• _Problem statement_
Please return all lines from the records below that include the string "based".

◆ ◆ ◆ ◆

PR #634, opened 2016-09-11
Introduce state property metadata system + ability to manually emit values to rxjs Subject/AsyncSubject/BehaviorSubject/etc (as with @Output() event emitters)

clbond:
New property metadata system allows us to treat all rxjs subjects as "emittable" from the Augury UI.

We can now do this kind of thing in the State panel:
screen shot 2016-09-11 at 7 09 27 pm

Whereas before we had to render the same State object like so:
screen shot 2016-09-11 at 7 09 56 pm

This also fixes a bug with `@Input()` not appearing where it should

### DIFF
--- a/src/backend/backend.ts
+++ b/src/backend/backend.ts
@@ -3,9 +3,12 @@ import {DebugElement} from '@angular/core';
 import {Subject} from 'rxjs';
 
 import {
+  Metadata,
   MutableTree,
   Node,
   Path,
+  instanceWithMetadata,
+  serializePath,
 } from '../tree';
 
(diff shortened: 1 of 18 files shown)


sumitarora:
@clbond Does it also allow to emit the events and application respond to it?

clbond:
I don't understand the question

clbond:
It emits values the same way your application would `emit()` / `next()` them. The app cannot tell whether you manually emitted a new value from the UI or whether the application did it.

sumitarora:
@clbond Ok that should be good then 😄 :shipit:

clbond:
Thank you!

PR #636, opened 2016-09-12
Two critical bug fixes: one that prevents huge numbers of messages from clogging the communication pipe and causing latency; and another that causes @Input() decorators to be omitted from state view

clbond:


clbond:
I am merging this because it causes very undesirable behaviour when debugging certain applications and makes the experience of using Augury feel slow and painful. As well, the fix is extremely simple and therefore extremely unlikely to have negative consequences

PR #642, opened 2016-09-12
Resolve uncaught exception

clbond:


src/backend/utils/highlighter.ts
```diff
@@ -66,6 +66,8 @@ export const highlight = (nodes: Array<Node>) => {
     clear();
   }
 
+  nodes = nodes.filter(n => n != null);
```
xorgy: Since this is all in scope, maybe it would be fine to just use it in the loop at line 75.

xorgy:
Fair enough, I would've gone for an `if` statement in the loop, since it's a loop anyway; but this is fine.

:shipit:

Issue #640, opened 2016-09-12
Expand/Collapse Icon do not work


igor-ka:
Steps to reproduce:

1) Go to the demo kitchen sink app
2) Pick a component with State and collapse/expand it
3) Select Counter component in the InputOutput section
4) Go back to the component selected in step 2 above, note that State expansion/collapsing does not respond.

This happens in the latests dev branch.

clbond:
I can't reproduce this. Can you stop by my desk and show me

clbond:
If you open the nested Dev Tools (to debug Augury itself) is there an exception in the console? If so does it say something about highlighting?

igor-ka:
The issue is addressed for me

PR #643, opened 2016-09-12
Resolve uncaught exception that @igor-ka found in @Input() alias template

clbond:
Resolves this issue: https://github.com/rangle/augury/issues/640


xorgy:
:shipit:

I'm embarassed to have committed this bug. ;- )

PR #335, opened 2018-05-09
Only use from_glib_none() in Object::new() if the object is actually …

sdroege:
…floating

Some GObjects are based on GInitiallyUnowned but their constructor
functions return an already sunken floating reference.

### DIFF
--- a/src/object.rs
+++ b/src/object.rs
@@ -613,7 +613,7 @@ impl Object {
             let ptr = gobject_ffi::g_object_newv(type_.to_glib(), params_c.len() as u32, mut_override(params_c.as_ptr()));
             if ptr.is_null() {
                 Err(BoolError("Can't instantiate object"))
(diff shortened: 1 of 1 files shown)


GuillaumeGomez:
:+1:

tmiasko:
I would presume that those kind of problems don't happen other way around, 
so that looks reasonable. 

It is somewhat unfortunate that we have to put workarounds like that, 
could you give some examples where this happens?

sdroege:
https://bugzilla.gnome.org/show_bug.cgi?id=743062

sdroege:
Also floating references are just a workaround and historical mistake because people were too lazy 15 years ago to change a lot of GTK-based code. It's a disaster :)

EPashkin:
@sdroege Thanks, all LGFM

sdroege:
@GuillaumeGomez let's get this in then :)

GuillaumeGomez:
Yup, thanks!

PR #336, opened 2018-05-09
Add Array type

GuillaumeGomez:
Fixes https://github.com/gtk-rs/gir/issues/596

cc @EPashkin @sdroege

### DIFF
--- a/src/translate.rs
+++ b/src/translate.rs
@@ -786,6 +786,140 @@ impl Drop for HashTable {
     }
 }
 
+impl<'a, T> ToGlibContainerFromSlice<'a, *const glib_ffi::GArray> for &'a T
+where T: GlibPtrDefault + ToGlibPtr<'a, <T as GlibPtrDefault>::GlibType> {
+    type Storage = (Option<Array>, Vec<Stash<'a, <T as GlibPtrDefault>::GlibType, &'a T>>);
+
+    #[inline]
+    fn to_glib_none_from_slice(t: &'a [&'a T]) -> (*const glib_ffi::GArray, Self::Storage) {
+        let (list, stash) = ToGlibContainerFromSlice::<*mut glib_ffi::GArray>::to_glib_none_from_slice(t);
+        (list as *const glib_ffi::GArray, stash)
+    }
+
+    #[inline]
+    fn to_glib_container_from_slice(_t: &'a [&'a T]) -> (*const glib_ffi::GArray, Self::Storage) {
+        unimplemented!()
+    }
+
+    #[inline]
+    fn to_glib_full_from_slice(_t: &[&'a T]) -> *const glib_ffi::GArray {
+        unimplemented!()
+    }
+}
+
+pub struct Array(*mut glib_ffi::GArray);
+
+impl Drop for Array {
+    fn drop(&mut self) {
+        unsafe { glib_ffi::g_array_free(self.0, true.to_glib()); }
+    }
+}
+
+impl<'a, T> ToGlibContainerFromSlice<'a, *mut glib_ffi::GArray> for T
+where T: GlibPtrDefault + ToGlibPtr<'a, <T as GlibPtrDefault>::GlibType> {
+    type Storage = (Option<Array>, Vec<Stash<'a, <T as GlibPtrDefault>::GlibType, T>>);
+
+    #[inline]
+    fn to_glib_none_from_slice(t: &'a [T]) -> (*mut glib_ffi::GArray, Self::Storage) {
+        let stash_vec: Vec<_> =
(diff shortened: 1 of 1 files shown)


src/translate.rs
```diff
@@ -786,6 +786,77 @@ impl Drop for HashTable {
...
+    fn to_glib_full_from_slice(_t: &[&'a T]) -> *const glib_ffi::GArray {
+        unimplemented!()
+    }
+}
+
+pub struct Array(*mut glib_ffi::GArray);
+
+impl Drop for Array {
+    fn drop(&mut self) {
+        unsafe { glib_ffi::g_array_free(self.0, false.to_glib()); }
```
sdroege: Needs to be `true`, not `false`

sdroege:
The `From*` impls are still missing

src/translate.rs
```diff
@@ -786,6 +786,77 @@ impl Drop for HashTable {
...
+    }
+}
+
+impl<'a, T> ToGlibContainerFromSlice<'a, *mut glib_ffi::GArray> for T
```
sdroege: This will only work for storing pointers inside the `GArray`. Other use cases are plain fundamental values and storing `struct`s by value. The latter is what @russel actually needs AFAIU.

sdroege: Basically the difference between `Vec<T>` and `Vec<Box<T>>`

GuillaumeGomez: Oh I see. I'll update then.

src/translate.rs
```diff
@@ -786,6 +786,77 @@ impl Drop for HashTable {
...
+where T: GlibPtrDefault + ToGlibPtr<'a, <T as GlibPtrDefault>::GlibType> {
+    type Storage = (Option<Array>, Vec<Stash<'a, <T as GlibPtrDefault>::GlibType, T>>);
+
+    #[inline]
+    fn to_glib_none_from_slice(t: &'a [T]) -> (*mut glib_ffi::GArray, Self::Storage) {
+        let stash_vec: Vec<_> =
+            t.iter().map(|v| v.to_glib_none()).collect();
+        let mut arr: *mut glib_ffi::GArray = ptr::null_mut();
```
tmiasko: Unlike GSList for example, NULL is not a valid way to initialize array. The same below.

GuillaumeGomez:
Updated. Is it what you had in mind @sdroege?

src/translate.rs
```diff
@@ -786,6 +786,140 @@ impl Drop for HashTable {
...
+                                                                             t.len() as u32);
+            for ptr in t.iter().map(|v| v.to_glib_full()) {
+                arr = glib_ffi::g_array_append_vals(arr, Ptr::to(ptr), 1);
+            }
+            arr
+        }
+    }
+}
+
+impl<T> FromGlibContainerAsVec<<T as GlibPtrDefault>::GlibType, *mut glib_ffi::GArray> for T
```
sdroege: We probably also want one for `*const` here

sdroege:
This looks ok, but someone also needs to actually test it. And I don't think it will work for the case I mentioned in https://github.com/gtk-rs/glib/pull/336#discussion_r187118119 . I.e. an array that contains a flat struct instead of pointers to the struct. I guess we'll get to that once it's needed :)

Also you can trivially add `GPtrArray` bindings now, it's mostly copy&paste of what you did now. The only part that is not the same between the two is the case I mentioned above.

sdroege:
Also I believe your changes only work for pointer types anyway right now? E.g. a `GArray<u16>` would not work, which is what @russel would need.

You should be able to take the same pattern as for plain arrays for those fundamental types.

GuillaumeGomez:
Ok, I added `PtrArray` and I starting to get completely lost in my own code... I think we should *really* split this file into smaller ones because it's getting really too huge. Also, I might need some help to implement what @russel needs exactly.

sdroege:
We should maybe add some tests for these things also. What he's going to need is `GPtrArray` and `GArray<u16>` from what I can see. I think the stuff you implemented so far only allows for `GArray` containing pointers. You need the other traits that we implement for e.g. `Vec<u8>` / `&[u8]`

GuillaumeGomez:
Ok, I'll give it a try.

GuillaumeGomez:
Discussion continued with as follow: writing a new interface between traits, we need the traits in order to have something working like this:

```
type.trait() -> trait.trait() -> real_type.trait()
```

It provides the big advantage to not have to provide an implementation for every type (which is a big plus).

PS: @sdroege will improve the explanations later on. 😆

elmarco:
@GuillaumeGomez  #482 should deprecate that PR

GuillaumeGomez:
Indeed, it's completely useless. Let's close it then!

◆ ◆ ◆ ◆

• _Answer box_
Some GObjects are based on GInitiallyUnowned but their constructor
Also floating references are just a workaround and historical mistake because people were too lazy 15 years ago to change a lot of GTK-based code. It's a disaster :)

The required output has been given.